• [Action item] Of all the lines in the material, count those containing the string "opened" and write only the resulting number.

*** Block opens ***

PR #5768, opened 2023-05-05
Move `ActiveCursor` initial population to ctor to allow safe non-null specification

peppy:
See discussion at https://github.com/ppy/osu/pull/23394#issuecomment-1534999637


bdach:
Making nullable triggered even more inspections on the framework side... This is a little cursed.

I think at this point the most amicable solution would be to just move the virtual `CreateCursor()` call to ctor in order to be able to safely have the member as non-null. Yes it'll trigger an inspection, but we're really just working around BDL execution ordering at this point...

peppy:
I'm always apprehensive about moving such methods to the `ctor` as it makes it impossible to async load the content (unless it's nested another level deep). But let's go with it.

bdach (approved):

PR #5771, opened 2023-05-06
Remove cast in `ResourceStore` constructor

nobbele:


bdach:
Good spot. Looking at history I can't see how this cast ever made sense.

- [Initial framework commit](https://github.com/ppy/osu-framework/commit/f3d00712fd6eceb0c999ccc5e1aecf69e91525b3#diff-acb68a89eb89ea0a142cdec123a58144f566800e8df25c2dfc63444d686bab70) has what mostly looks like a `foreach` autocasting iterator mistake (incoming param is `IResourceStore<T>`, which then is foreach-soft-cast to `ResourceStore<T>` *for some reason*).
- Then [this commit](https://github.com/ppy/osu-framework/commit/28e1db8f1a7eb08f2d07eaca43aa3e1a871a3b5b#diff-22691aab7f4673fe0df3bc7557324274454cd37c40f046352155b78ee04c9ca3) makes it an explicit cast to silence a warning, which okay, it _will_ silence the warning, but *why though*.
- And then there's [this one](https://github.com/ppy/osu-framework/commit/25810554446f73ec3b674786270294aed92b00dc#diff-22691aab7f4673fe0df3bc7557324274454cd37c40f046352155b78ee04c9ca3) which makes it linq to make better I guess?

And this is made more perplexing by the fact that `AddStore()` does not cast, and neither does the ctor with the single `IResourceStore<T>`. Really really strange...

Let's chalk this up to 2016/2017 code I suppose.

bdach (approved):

*** Block closes ***

• [Result of the task] 2